PR #11512, opened 2023-06-16
feat(endorsement-system): NationalRegV2 update and municipality and filtering

rafnarnason:
Upgrades to NationalRegV2 to get endorser Address Data
So that endorser NationalReg Data is stored in DB
and filtered NationalReg data based on display rules
commented out one test which is not mocked and erroring on trying to call NationalRegV2 - new test suite in next PR

## What

## Why

## Screenshots / Gifs

## Checklist:

### DIFF
--- a/apps/services/endorsements/api/src/app/modules/endorsement/endorsement.service.ts
+++ b/apps/services/endorsements/api/src/app/modules/endorsement/endorsement.service.ts
@@ -21,7 +21,7 @@ import { REQUEST } from '@nestjs/core'
 import { Request } from 'express'
 
 
-export interface EndorsementRequest extends Request {
+interface EndorsementRequest extends Request {
   auth: {
     nationalId: string
   }
@@ -74,13 +74,6 @@ export class EndorsementService {
   async findEndorsements({ listId }: FindEndorsementsInput, query: any) {
     this.logger.info(`Finding endorsements by list id "${listId}"`)
 
-
-    ////////////// 
-
-    /////////////
-
-
-
     const endorsements = await paginate({
       Model: this.endorsementModel,
       limit: query.limit || 10,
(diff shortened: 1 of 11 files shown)


apps/services/endorsements/api/src/app/modules/endorsement/endorsement.service.ts
```diff
@@ -68,6 +80,33 @@ export class EndorsementService {
       orderOption: [['counter', 'DESC']],
       where: { endorsementListId: listId },
     })
+
+    // endorsement data display rules for everyone(public,users,admins) except owner ...
+    // ... list owner sees all data
+    const user = this.request.auth as User
+    const listOwnerNationalId = await this.getListOwnerNationalId(listId)
+    if (user?.nationalId != listOwnerNationalId) {
```
alexdiljar, line 88: Should this be in the interceptor files, where we are already masking nationalIds?

apps/services/endorsements/api/src/app/modules/endorsement/endorsement.service.ts
```diff
@@ -68,6 +80,33 @@ export class EndorsementService {
...
+        if (!endorsement.meta.showName) {
+          endorsement.meta.fullName = ''
+          endorsement.meta.locality = ''
+        }
+      })
+    }
+    return endorsements
+  }
+
+  async getListOwnerNationalId(listId: string): Promise<string | null> {
```
alexdiljar, line 99: Would it be possible to user the getListOwner function in the endorsementList service that already exists}

apps/services/endorsements/api/src/app/modules/endorsement/endorsement.service.ts
rafnarnason: good call - I move it to the interceptor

TASK PROMPT:
Write out all of the records word for word.

RESULT FOR THIS EXERCISE:
PR #11512, opened 2023-06-16
feat(endorsement-system): NationalRegV2 update and municipality and filtering

rafnarnason:
Upgrades to NationalRegV2 to get endorser Address Data
So that endorser NationalReg Data is stored in DB
and filtered NationalReg data based on display rules
commented out one test which is not mocked and erroring on trying to call NationalRegV2 - new test suite in next PR

## What

## Why

## Screenshots / Gifs

## Checklist:

### DIFF
--- a/apps/services/endorsements/api/src/app/modules/endorsement/endorsement.service.ts
+++ b/apps/services/endorsements/api/src/app/modules/endorsement/endorsement.service.ts
@@ -21,7 +21,7 @@ import { REQUEST } from '@nestjs/core'
 import { Request } from 'express'
 
 
-export interface EndorsementRequest extends Request {
+interface EndorsementRequest extends Request {
   auth: {
     nationalId: string
   }
@@ -74,13 +74,6 @@ export class EndorsementService {
   async findEndorsements({ listId }: FindEndorsementsInput, query: any) {
     this.logger.info(`Finding endorsements by list id "${listId}"`)
 
-
-    ////////////// 
-
-    /////////////
-
-
-
     const endorsements = await paginate({
       Model: this.endorsementModel,
       limit: query.limit || 10,
(diff shortened: 1 of 11 files shown)


apps/services/endorsements/api/src/app/modules/endorsement/endorsement.service.ts
```diff
@@ -68,6 +80,33 @@ export class EndorsementService {
       orderOption: [['counter', 'DESC']],
       where: { endorsementListId: listId },
     })
+
+    // endorsement data display rules for everyone(public,users,admins) except owner ...
+    // ... list owner sees all data
+    const user = this.request.auth as User
+    const listOwnerNationalId = await this.getListOwnerNationalId(listId)
+    if (user?.nationalId != listOwnerNationalId) {
```
alexdiljar, line 88: Should this be in the interceptor files, where we are already masking nationalIds?

apps/services/endorsements/api/src/app/modules/endorsement/endorsement.service.ts
```diff
@@ -68,6 +80,33 @@ export class EndorsementService {
...
+        if (!endorsement.meta.showName) {
+          endorsement.meta.fullName = ''
+          endorsement.meta.locality = ''
+        }
+      })
+    }
+    return endorsements
+  }
+
+  async getListOwnerNationalId(listId: string): Promise<string | null> {
```
alexdiljar, line 99: Would it be possible to user the getListOwner function in the endorsementList service that already exists}

apps/services/endorsements/api/src/app/modules/endorsement/endorsement.service.ts
rafnarnason: good call - I move it to the interceptor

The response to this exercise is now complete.